──────── Listed entries

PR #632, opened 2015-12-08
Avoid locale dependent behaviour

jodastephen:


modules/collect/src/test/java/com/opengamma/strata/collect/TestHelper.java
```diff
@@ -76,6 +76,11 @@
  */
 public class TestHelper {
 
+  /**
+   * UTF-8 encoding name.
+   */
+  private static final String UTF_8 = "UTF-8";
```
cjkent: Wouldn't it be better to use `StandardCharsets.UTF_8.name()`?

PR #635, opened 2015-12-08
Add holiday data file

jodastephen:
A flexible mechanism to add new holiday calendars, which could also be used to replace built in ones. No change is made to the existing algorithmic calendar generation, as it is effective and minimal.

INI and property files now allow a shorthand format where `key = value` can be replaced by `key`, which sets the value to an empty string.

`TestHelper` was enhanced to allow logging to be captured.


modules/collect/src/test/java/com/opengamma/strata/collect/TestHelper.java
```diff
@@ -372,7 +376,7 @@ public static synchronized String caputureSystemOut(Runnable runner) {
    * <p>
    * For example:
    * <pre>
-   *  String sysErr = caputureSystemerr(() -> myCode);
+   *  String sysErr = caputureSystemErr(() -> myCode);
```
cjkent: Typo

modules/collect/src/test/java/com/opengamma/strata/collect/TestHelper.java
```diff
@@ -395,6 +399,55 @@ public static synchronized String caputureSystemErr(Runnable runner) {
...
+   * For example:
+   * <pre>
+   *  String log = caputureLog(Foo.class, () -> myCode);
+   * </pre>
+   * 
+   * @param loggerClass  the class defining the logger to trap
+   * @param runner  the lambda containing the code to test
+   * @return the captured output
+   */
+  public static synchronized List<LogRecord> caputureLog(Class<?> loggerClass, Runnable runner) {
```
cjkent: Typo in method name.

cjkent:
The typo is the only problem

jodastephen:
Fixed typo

────────────────
──────── Listed entries

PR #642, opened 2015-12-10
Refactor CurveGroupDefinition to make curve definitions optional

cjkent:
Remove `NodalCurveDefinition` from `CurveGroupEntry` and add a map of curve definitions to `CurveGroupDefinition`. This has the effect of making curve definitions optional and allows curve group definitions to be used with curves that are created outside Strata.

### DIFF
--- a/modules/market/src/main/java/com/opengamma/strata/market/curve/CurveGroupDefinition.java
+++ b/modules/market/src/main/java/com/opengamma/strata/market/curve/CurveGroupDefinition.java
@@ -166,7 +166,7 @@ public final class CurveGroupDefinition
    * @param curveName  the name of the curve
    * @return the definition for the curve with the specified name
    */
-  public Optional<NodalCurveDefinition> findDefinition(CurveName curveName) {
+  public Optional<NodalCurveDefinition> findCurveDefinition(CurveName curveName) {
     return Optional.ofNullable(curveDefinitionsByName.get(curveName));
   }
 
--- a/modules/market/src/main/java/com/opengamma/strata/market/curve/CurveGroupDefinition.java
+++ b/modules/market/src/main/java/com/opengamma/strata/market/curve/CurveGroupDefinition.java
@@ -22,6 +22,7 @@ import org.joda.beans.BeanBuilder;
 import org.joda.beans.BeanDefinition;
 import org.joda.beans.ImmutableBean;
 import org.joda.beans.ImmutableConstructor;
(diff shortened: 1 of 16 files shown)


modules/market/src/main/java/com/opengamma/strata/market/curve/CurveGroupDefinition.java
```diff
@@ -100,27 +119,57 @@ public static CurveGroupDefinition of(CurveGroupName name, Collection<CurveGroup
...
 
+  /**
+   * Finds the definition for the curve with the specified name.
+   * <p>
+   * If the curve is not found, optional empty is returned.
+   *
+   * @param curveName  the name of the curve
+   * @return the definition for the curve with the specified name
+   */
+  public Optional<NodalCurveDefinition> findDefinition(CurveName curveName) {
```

────────────────

### Work task
Say how many lines above contain the string "holiday", writing only the number.

### Solution to the problem
2